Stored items
Issue #1091, opened 2026-09-16
Node wedges at tip without exiting: staged-but-unapplied body suppresses stall recovery (gap=1 freeze), then the whole runtime stalls (RPC 503 busy, telemetry and index heartbeat dead)


gosunuts:
## Summary

A live mainnet node (explorer compose, image built 2026-09-16T01:38Z, binary sha256 `686f030afb047dce…`, i.e. before #1071/#1072) wedged in two stages after catching up to the tip:

1. **Silent tip-follow freeze**: header acceptance and block apply both stop at `applied 967,271 / header 967,272` (`gap=1`), while the public tip advances. Three peers stay connected, zero error/warn lines, mempool unknown (RPC later unusable). The window's stall detection never fires because the next-expected block's body is staged but never consumed, which suppresses the staller logic entirely (`apply_side_busy` short-circuit).
2. **Full runtime stall ~12h later**: at `2026-09-16T23:00:37Z` the 60s sync telemetry, the 30s txindex heartbeat, and RPC all stop mid-cadence at the same timestamp. RPC answers `503 busy` for every request — including `getblockchaininfo` — because all worker slots are occupied by handlers that never finish. The process keeps running (no exit, no panic); the container only reports `unhealthy`.

No periodic chainstate checkpoint was published during the entire 13h run, so the durable state remained at the boot generation.

## Reproduction

Not reproducible on demand; this is a live occurrence on the explorer node (`tools/btc-mempool-explorer` compose, default prod feature set). Timeline (all timestamps UTC, from `docker logs` and docker inspect, captured before any restart):

- `10:03:12` container start (restored from checkpoint gen-475)
- `~10:11–10:20` catch-up to tip (967,26x), txindex consistency gate recovered
- `11:04:03` last `header_height` change ever: 967,272 (applied frozen at 967,271) — ~1h after tip-catch
- `11:04–23:00` telemetry repeats `applied_height:967271, header_height:967272, gap:1, peers:3, ibd:true` every 60s; nothing else logs
- `23:00:37` last log line of any kind (txindex heartbeat); RPC `getblockchaininfo`/`getmempoolinfo` return `busy` with HTTP 503; docker healthcheck fails with 503 → `unhealthy`
- public tip at observation time: **967,333** (blockstream.info and mempool.space agree)

## Evidence

**Stage 1 mechanism — staged-but-unconsumed body suppresses all stall recovery:**

[...]

PR #1092, opened 2026-09-17
fix(#1091): time-bound apply-side stall suppression with blameless evict-and-refetch

gosunuts:
## Summary by cubic
Time-bounds the apply-side stall suppression (issue #1091): a well-formed body staged but never applied used to hold the window frozen indefinitely (observed live as 13h at `gap=1`). Past twice `received_timeout`, the stuck body is now evicted for refetch without blaming any peer.

**Bug Fixes**
- The stuck clock keys on the apply-front `(height, hash)` and runs only while a body is staged, so prune/refetch seams don't reset it, real progress or a same-height branch replacement does, and a slow first delivery is never penalized.
- On fire the sync layer evicts the stuck staged body for refetch; a final frontier check prevents evicting a body that no longer stalled.
- The clock re-arms on fire, so a persistently stuck frontier escalates at most once per bound.
- Records `node.sync.apply_side_stall_escalations` and logs `suppressed_secs` on escalation.

<sup>Written for commit 726ab79fcdb0118e5cff5b952f0ffda558a7e395. Summary will update on new commits.</sup>

<a href="https://cubic.dev/pr/gosuda/bitcoin-rs/pull/1092?utm_source=github" target="_blank" rel="noopener noreferrer" data-no-image-dialog="true"><picture><source media="(prefers-color-scheme: dark)" srcset="https://www.cubic.dev/buttons/review-in-cubic-dark.svg"><source media="(prefers-color-scheme: light)" srcset="https://www.cubic.dev/buttons/review-in-cubic-light.svg">Review in cubic</picture></a>


gosunuts (commented):
The overall direction looks right: bounding `apply_side_busy` suppression and recovering via blameless evict-and-refetch is a good fit for the stage-1 `gap=1` freeze in #1091. I think there are still two correctness issues to fix before merge, though.

1. `observe_apply_side_bound()` currently creates the stuck episode before checking `apply_side_busy`. That means the timer can accumulate while no staged body exists at all. If the frontier sits undelivered for >= 2x `received_timeout`, its first normal delivery can inherit that idle time and be evicted immediately. The timer should begin only once the expected frontier body is actually staged / `apply_side_busy == true`, while still surviving the intended brief prune/refetch seam for that same frontier.

2. `ApplySideStuck` is keyed only by height. The expected block hash at `applied_tip + 1` can change at the same height during a branch replacement/reorg, so a fresh body from the replacement branch can inherit the previous branch's elapsed stuck time. Please key the episode by the actual expected frontier hash (height + hash is fine) and reset it when that hash changes. The escalation path should also verify that the frontier being drained is the same one that triggered the bound.

I would not cherry-pick #1093 as-is. Its fix calls `next_expected_block_hash()` from inside the `select_and_evict_window_peer()` callback while `download_window` is already locked; `next_expected_block_hash()` reads `block_tree`, and this codebase explicitly avoids window -> tree ordering because tree -> window is used elsewhere. A cleaner shape is to snapshot `frontier_hash` once before entering `select_and_evict_window_peer()`, derive `apply_side_busy` from that same snapshot, pass `(height, hash, busy, now)` into `observe_apply_side_bound()`, and pass the captured hash to escalation for a final equality check.

Please also add regressions for (a) a frontier that remains idle longer than the bound before its first body arrives, and (b) a same-height frontier-hash replacement resetting the timer.

One scope note: this addresses stage 1 of #1091. The later process-wide/RPC/telemetry stall in that issue still has no identified lock holder, so I would avoid treating this PR alone as closing the whole issue unless that stage is split into a follow-up.

gosunuts:
Scope note for reviewers: this PR addresses stage 1 of #1091 only (time-bound suppression + blameless evict-and-refetch, now with busy-gated episodes and frontier-hash keying). Stage 2 (whole-runtime stall, uncaptured lock holder) is tracked separately in #1094 — see also the boundary note on #1091.

gosunuts (commented):
Re-reviewed at `726ab79`.

The previous correctness blockers are addressed: the apply frontier is snapshotted before taking the download-window lock, the stuck episode is keyed by `(height, hash)`, idle time no longer starts the timer, same-height branch replacement gets a fresh episode, and the regression now verifies that escalation actually requeues the frontier for `getdata`.

The remaining frontier-check/drain TOCTOU is not a merge blocker in the current shape: the eviction still targets the captured old hash, so a concurrent branch replacement cannot drain the new branch's fresh body. At worst it retires stale staged state early and causes extra refetch churn. Avoid adding broader tree/stager synchronization here unless live evidence shows that churn matters.

CI is green on the current head. This is good to merge for #1091 stage 1; the separate process-wide/RPC stall described in the issue should remain tracked independently.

▸ **WORK REQUIRED**
Every record here must be output exactly, word for word.

▸ **SOLUTION TO THE PROBLEM**
Issue #1091, opened 2026-09-16
Node wedges at tip without exiting: staged-but-unapplied body suppresses stall recovery (gap=1 freeze), then the whole runtime stalls (RPC 503 busy, telemetry and index heartbeat dead)


gosunuts:
## Summary

A live mainnet node (explorer compose, image built 2026-09-16T01:38Z, binary sha256 `686f030afb047dce…`, i.e. before #1071/#1072) wedged in two stages after catching up to the tip:

1. **Silent tip-follow freeze**: header acceptance and block apply both stop at `applied 967,271 / header 967,272` (`gap=1`), while the public tip advances. Three peers stay connected, zero error/warn lines, mempool unknown (RPC later unusable). The window's stall detection never fires because the next-expected block's body is staged but never consumed, which suppresses the staller logic entirely (`apply_side_busy` short-circuit).
2. **Full runtime stall ~12h later**: at `2026-09-16T23:00:37Z` the 60s sync telemetry, the 30s txindex heartbeat, and RPC all stop mid-cadence at the same timestamp. RPC answers `503 busy` for every request — including `getblockchaininfo` — because all worker slots are occupied by handlers that never finish. The process keeps running (no exit, no panic); the container only reports `unhealthy`.

No periodic chainstate checkpoint was published during the entire 13h run, so the durable state remained at the boot generation.

## Reproduction

Not reproducible on demand; this is a live occurrence on the explorer node (`tools/btc-mempool-explorer` compose, default prod feature set). Timeline (all timestamps UTC, from `docker logs` and docker inspect, captured before any restart):

- `10:03:12` container start (restored from checkpoint gen-475)
- `~10:11–10:20` catch-up to tip (967,26x), txindex consistency gate recovered
- `11:04:03` last `header_height` change ever: 967,272 (applied frozen at 967,271) — ~1h after tip-catch
- `11:04–23:00` telemetry repeats `applied_height:967271, header_height:967272, gap:1, peers:3, ibd:true` every 60s; nothing else logs
- `23:00:37` last log line of any kind (txindex heartbeat); RPC `getblockchaininfo`/`getmempoolinfo` return `busy` with HTTP 503; docker healthcheck fails with 503 → `unhealthy`
- public tip at observation time: **967,333** (blockstream.info and mempool.space agree)

## Evidence

**Stage 1 mechanism — staged-but-unconsumed body suppresses all stall recovery:**

[...]

PR #1092, opened 2026-09-17
fix(#1091): time-bound apply-side stall suppression with blameless evict-and-refetch

gosunuts:
## Summary by cubic
Time-bounds the apply-side stall suppression (issue #1091): a well-formed body staged but never applied used to hold the window frozen indefinitely (observed live as 13h at `gap=1`). Past twice `received_timeout`, the stuck body is now evicted for refetch without blaming any peer.

**Bug Fixes**
- The stuck clock keys on the apply-front `(height, hash)` and runs only while a body is staged, so prune/refetch seams don't reset it, real progress or a same-height branch replacement does, and a slow first delivery is never penalized.
- On fire the sync layer evicts the stuck staged body for refetch; a final frontier check prevents evicting a body that no longer stalled.
- The clock re-arms on fire, so a persistently stuck frontier escalates at most once per bound.
- Records `node.sync.apply_side_stall_escalations` and logs `suppressed_secs` on escalation.

<sup>Written for commit 726ab79fcdb0118e5cff5b952f0ffda558a7e395. Summary will update on new commits.</sup>

<a href="https://cubic.dev/pr/gosuda/bitcoin-rs/pull/1092?utm_source=github" target="_blank" rel="noopener noreferrer" data-no-image-dialog="true"><picture><source media="(prefers-color-scheme: dark)" srcset="https://www.cubic.dev/buttons/review-in-cubic-dark.svg"><source media="(prefers-color-scheme: light)" srcset="https://www.cubic.dev/buttons/review-in-cubic-light.svg">Review in cubic</picture></a>


gosunuts (commented):
The overall direction looks right: bounding `apply_side_busy` suppression and recovering via blameless evict-and-refetch is a good fit for the stage-1 `gap=1` freeze in #1091. I think there are still two correctness issues to fix before merge, though.

1. `observe_apply_side_bound()` currently creates the stuck episode before checking `apply_side_busy`. That means the timer can accumulate while no staged body exists at all. If the frontier sits undelivered for >= 2x `received_timeout`, its first normal delivery can inherit that idle time and be evicted immediately. The timer should begin only once the expected frontier body is actually staged / `apply_side_busy == true`, while still surviving the intended brief prune/refetch seam for that same frontier.

2. `ApplySideStuck` is keyed only by height. The expected block hash at `applied_tip + 1` can change at the same height during a branch replacement/reorg, so a fresh body from the replacement branch can inherit the previous branch's elapsed stuck time. Please key the episode by the actual expected frontier hash (height + hash is fine) and reset it when that hash changes. The escalation path should also verify that the frontier being drained is the same one that triggered the bound.

I would not cherry-pick #1093 as-is. Its fix calls `next_expected_block_hash()` from inside the `select_and_evict_window_peer()` callback while `download_window` is already locked; `next_expected_block_hash()` reads `block_tree`, and this codebase explicitly avoids window -> tree ordering because tree -> window is used elsewhere. A cleaner shape is to snapshot `frontier_hash` once before entering `select_and_evict_window_peer()`, derive `apply_side_busy` from that same snapshot, pass `(height, hash, busy, now)` into `observe_apply_side_bound()`, and pass the captured hash to escalation for a final equality check.

Please also add regressions for (a) a frontier that remains idle longer than the bound before its first body arrives, and (b) a same-height frontier-hash replacement resetting the timer.

One scope note: this addresses stage 1 of #1091. The later process-wide/RPC/telemetry stall in that issue still has no identified lock holder, so I would avoid treating this PR alone as closing the whole issue unless that stage is split into a follow-up.

gosunuts:
Scope note for reviewers: this PR addresses stage 1 of #1091 only (time-bound suppression + blameless evict-and-refetch, now with busy-gated episodes and frontier-hash keying). Stage 2 (whole-runtime stall, uncaptured lock holder) is tracked separately in #1094 — see also the boundary note on #1091.

gosunuts (commented):
Re-reviewed at `726ab79`.

The previous correctness blockers are addressed: the apply frontier is snapshotted before taking the download-window lock, the stuck episode is keyed by `(height, hash)`, idle time no longer starts the timer, same-height branch replacement gets a fresh episode, and the regression now verifies that escalation actually requeues the frontier for `getdata`.

The remaining frontier-check/drain TOCTOU is not a merge blocker in the current shape: the eviction still targets the captured old hash, so a concurrent branch replacement cannot drain the new branch's fresh body. At worst it retires stale staged state early and causes extra refetch churn. Avoid adding broader tree/stager synchronization here unless live evidence shows that churn matters.

CI is green on the current head. This is good to merge for #1091 stage 1; the separate process-wide/RPC stall described in the issue should remain tracked independently.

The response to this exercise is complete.